- **The task**
Locate all lines in the data below that hold "what" and show them.

::: Provided entries :::

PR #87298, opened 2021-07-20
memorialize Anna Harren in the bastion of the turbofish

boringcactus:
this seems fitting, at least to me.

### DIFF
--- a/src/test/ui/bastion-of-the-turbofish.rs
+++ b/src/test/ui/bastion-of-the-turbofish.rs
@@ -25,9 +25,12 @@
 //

:::
::: Provided entries :::

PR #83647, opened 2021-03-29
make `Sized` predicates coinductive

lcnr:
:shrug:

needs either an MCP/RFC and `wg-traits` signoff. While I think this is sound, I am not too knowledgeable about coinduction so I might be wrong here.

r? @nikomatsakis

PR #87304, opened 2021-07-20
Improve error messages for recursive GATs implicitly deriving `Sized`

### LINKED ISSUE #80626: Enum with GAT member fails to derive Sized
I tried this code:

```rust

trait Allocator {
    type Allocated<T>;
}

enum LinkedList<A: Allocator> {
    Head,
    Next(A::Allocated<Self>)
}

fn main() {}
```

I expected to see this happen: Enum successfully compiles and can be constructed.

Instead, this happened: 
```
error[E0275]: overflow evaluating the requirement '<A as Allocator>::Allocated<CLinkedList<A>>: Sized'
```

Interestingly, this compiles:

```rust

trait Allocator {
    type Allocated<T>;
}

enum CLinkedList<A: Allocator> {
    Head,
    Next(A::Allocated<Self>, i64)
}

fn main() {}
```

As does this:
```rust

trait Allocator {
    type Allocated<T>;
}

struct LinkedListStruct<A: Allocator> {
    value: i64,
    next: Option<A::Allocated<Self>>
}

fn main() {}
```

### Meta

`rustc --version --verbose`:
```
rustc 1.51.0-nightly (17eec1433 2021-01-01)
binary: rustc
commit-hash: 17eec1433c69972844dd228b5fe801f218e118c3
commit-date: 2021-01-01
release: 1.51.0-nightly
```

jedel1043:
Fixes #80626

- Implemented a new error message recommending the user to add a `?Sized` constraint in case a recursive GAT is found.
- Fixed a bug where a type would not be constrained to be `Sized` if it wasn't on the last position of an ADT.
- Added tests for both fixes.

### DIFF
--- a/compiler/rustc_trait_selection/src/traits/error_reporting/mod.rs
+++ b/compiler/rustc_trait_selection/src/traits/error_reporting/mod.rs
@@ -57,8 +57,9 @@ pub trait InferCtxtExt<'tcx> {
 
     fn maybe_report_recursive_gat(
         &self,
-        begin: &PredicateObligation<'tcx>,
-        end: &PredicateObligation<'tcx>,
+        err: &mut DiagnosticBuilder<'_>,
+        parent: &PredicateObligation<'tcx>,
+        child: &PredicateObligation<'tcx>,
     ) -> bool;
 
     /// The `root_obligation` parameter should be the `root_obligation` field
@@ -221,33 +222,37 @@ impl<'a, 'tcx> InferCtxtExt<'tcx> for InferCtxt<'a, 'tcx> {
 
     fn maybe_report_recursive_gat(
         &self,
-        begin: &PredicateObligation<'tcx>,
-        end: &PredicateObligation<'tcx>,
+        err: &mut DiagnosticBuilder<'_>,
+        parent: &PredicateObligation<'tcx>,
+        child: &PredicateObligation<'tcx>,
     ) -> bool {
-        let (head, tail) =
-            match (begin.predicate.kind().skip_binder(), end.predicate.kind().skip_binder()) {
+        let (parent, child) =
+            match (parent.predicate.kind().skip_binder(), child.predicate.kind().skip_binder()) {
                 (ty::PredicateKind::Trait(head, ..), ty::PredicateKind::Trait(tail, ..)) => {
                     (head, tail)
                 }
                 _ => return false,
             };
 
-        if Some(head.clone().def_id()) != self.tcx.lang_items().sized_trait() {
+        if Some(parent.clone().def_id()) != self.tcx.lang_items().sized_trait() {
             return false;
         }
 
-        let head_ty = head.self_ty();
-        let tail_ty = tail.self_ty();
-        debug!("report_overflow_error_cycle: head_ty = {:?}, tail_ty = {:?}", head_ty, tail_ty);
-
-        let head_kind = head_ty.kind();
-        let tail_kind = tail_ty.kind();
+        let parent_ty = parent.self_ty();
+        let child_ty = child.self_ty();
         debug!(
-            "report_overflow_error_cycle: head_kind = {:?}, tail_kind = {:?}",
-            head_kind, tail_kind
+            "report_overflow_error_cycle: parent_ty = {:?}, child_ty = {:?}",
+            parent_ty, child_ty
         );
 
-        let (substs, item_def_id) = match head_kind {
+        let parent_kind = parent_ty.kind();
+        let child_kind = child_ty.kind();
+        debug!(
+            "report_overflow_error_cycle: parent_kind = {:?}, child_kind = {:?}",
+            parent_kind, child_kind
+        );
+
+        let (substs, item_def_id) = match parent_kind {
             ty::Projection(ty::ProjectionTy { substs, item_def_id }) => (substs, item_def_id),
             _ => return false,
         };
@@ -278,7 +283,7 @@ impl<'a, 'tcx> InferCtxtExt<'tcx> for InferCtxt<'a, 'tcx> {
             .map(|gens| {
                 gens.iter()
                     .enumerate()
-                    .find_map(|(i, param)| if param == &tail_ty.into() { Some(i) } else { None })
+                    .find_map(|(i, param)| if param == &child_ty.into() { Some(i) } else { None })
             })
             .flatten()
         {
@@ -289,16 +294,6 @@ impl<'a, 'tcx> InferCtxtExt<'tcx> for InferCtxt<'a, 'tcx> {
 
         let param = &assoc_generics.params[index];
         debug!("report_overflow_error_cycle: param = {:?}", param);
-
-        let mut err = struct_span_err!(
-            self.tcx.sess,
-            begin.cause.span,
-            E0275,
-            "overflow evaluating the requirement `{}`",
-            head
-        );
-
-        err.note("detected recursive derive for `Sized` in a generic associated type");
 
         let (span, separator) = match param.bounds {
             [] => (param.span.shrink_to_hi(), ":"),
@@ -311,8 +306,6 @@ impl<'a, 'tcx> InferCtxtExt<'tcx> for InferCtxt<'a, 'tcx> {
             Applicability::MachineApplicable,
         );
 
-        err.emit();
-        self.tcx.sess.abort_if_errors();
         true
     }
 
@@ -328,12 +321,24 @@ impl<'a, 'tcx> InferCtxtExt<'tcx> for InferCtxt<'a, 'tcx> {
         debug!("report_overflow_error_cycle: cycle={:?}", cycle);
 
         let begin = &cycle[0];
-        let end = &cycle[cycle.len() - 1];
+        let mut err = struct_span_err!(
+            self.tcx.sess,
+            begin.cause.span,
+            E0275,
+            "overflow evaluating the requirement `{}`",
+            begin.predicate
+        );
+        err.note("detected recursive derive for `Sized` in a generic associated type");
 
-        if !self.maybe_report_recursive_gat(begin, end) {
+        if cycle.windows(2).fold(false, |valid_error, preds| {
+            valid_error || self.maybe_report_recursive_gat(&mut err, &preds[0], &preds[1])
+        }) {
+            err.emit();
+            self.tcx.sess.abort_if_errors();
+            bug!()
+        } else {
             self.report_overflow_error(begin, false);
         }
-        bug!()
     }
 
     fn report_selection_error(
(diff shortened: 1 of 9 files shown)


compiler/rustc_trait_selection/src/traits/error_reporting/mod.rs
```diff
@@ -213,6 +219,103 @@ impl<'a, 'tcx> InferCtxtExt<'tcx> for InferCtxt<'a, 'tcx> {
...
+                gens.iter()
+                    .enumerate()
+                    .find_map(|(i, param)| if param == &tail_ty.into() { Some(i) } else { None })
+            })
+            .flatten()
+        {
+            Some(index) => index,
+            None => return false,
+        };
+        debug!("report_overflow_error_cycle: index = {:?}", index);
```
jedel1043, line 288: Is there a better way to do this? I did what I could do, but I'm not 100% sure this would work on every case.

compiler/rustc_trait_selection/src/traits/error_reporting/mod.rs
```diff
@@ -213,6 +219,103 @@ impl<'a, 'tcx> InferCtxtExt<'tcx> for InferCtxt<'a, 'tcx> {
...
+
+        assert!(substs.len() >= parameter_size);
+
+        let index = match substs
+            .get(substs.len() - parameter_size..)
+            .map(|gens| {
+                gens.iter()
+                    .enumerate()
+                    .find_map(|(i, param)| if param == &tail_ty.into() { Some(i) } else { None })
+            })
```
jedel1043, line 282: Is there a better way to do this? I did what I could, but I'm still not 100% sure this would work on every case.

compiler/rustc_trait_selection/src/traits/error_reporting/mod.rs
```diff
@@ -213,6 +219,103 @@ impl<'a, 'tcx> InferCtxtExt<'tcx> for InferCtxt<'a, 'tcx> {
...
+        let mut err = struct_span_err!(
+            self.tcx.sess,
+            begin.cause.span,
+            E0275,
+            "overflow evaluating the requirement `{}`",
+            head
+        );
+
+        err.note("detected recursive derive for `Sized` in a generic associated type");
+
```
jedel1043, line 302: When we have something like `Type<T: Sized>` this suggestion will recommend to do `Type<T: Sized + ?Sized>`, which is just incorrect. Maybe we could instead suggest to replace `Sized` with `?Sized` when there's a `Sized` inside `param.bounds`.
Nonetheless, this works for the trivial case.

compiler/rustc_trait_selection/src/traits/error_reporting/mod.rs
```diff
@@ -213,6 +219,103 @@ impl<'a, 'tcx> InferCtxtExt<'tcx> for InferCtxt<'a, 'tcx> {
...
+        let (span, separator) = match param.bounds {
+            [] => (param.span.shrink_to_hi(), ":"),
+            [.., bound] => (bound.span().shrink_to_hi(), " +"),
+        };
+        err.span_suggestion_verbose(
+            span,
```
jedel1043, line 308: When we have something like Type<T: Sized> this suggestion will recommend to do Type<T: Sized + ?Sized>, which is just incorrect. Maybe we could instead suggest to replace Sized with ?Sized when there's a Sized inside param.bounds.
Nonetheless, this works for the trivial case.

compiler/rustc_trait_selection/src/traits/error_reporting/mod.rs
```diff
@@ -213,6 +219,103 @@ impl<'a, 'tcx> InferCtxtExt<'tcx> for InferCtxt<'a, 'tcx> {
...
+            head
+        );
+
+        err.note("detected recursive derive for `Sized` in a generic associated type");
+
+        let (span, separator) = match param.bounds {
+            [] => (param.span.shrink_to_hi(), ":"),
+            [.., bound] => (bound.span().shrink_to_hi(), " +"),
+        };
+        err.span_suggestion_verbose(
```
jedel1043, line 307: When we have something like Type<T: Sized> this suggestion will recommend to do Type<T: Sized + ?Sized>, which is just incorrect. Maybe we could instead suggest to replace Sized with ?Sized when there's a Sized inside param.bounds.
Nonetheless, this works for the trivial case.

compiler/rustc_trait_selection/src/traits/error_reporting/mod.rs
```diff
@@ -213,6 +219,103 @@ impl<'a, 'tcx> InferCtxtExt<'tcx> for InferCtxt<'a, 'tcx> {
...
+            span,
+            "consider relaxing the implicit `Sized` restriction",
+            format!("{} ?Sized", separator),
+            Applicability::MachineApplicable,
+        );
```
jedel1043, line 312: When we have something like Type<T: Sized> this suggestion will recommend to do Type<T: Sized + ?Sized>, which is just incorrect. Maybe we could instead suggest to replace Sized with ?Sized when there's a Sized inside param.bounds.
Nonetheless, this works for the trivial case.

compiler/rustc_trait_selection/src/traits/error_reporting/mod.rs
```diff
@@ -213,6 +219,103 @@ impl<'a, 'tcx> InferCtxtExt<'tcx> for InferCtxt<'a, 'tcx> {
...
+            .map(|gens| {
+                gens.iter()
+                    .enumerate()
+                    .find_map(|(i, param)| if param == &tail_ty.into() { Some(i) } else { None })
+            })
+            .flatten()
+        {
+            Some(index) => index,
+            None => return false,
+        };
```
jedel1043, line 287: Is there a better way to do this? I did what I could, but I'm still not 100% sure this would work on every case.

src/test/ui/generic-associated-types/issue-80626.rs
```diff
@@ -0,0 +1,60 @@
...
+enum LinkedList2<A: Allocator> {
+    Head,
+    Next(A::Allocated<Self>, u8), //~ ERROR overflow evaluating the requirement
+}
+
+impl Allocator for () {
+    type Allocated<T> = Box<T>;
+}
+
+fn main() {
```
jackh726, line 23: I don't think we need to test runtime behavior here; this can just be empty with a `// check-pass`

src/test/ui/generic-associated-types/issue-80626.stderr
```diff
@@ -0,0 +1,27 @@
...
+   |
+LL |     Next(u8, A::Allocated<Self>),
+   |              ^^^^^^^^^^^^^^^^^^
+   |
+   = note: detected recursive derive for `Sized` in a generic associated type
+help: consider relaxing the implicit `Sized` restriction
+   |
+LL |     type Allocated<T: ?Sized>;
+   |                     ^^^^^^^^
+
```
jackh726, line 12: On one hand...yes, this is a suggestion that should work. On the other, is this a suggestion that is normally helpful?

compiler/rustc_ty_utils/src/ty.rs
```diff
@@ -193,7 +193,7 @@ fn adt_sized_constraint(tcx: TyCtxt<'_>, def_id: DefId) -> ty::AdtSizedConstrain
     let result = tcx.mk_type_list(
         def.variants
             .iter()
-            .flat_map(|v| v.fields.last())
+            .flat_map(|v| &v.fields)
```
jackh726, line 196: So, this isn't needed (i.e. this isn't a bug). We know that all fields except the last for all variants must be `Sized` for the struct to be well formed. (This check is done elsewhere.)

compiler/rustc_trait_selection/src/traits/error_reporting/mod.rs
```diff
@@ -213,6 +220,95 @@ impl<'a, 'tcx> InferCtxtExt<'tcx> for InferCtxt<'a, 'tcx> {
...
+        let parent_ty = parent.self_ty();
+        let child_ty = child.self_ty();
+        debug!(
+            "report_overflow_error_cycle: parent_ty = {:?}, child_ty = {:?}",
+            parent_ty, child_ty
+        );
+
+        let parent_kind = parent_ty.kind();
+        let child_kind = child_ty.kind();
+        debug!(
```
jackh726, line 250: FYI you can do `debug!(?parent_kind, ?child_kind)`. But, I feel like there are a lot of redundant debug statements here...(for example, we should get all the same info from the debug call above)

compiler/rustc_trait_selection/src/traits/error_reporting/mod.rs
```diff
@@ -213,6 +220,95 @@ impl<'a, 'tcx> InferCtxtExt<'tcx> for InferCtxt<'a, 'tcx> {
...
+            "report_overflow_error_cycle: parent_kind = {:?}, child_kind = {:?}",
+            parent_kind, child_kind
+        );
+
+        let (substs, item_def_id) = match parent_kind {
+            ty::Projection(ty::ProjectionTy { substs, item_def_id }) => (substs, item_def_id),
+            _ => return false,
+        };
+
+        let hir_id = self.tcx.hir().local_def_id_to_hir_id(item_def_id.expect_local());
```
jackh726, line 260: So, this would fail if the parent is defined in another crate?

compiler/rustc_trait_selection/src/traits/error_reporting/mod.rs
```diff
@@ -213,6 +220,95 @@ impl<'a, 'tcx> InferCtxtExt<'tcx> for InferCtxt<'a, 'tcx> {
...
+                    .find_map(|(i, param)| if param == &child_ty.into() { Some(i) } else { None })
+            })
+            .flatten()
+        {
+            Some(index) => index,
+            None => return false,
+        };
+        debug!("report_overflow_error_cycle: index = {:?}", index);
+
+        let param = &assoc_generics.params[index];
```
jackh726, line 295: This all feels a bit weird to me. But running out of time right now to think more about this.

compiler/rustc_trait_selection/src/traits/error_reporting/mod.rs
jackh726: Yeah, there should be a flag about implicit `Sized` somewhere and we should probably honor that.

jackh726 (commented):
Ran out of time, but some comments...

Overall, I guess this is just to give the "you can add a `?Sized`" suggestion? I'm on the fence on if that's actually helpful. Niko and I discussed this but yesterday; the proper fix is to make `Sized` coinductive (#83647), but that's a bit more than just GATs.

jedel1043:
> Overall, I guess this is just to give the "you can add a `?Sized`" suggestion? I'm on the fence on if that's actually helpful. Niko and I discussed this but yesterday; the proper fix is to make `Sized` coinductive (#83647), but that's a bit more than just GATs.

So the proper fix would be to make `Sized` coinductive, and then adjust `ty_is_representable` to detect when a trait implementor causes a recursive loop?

:::

- **Solution**
jedel1043, line 288: Is there a better way to do this? I did what I could do, but I'm not 100% sure this would work on every case.
jedel1043, line 282: Is there a better way to do this? I did what I could, but I'm still not 100% sure this would work on every case.
jedel1043, line 287: Is there a better way to do this? I did what I could, but I'm still not 100% sure this would work on every case.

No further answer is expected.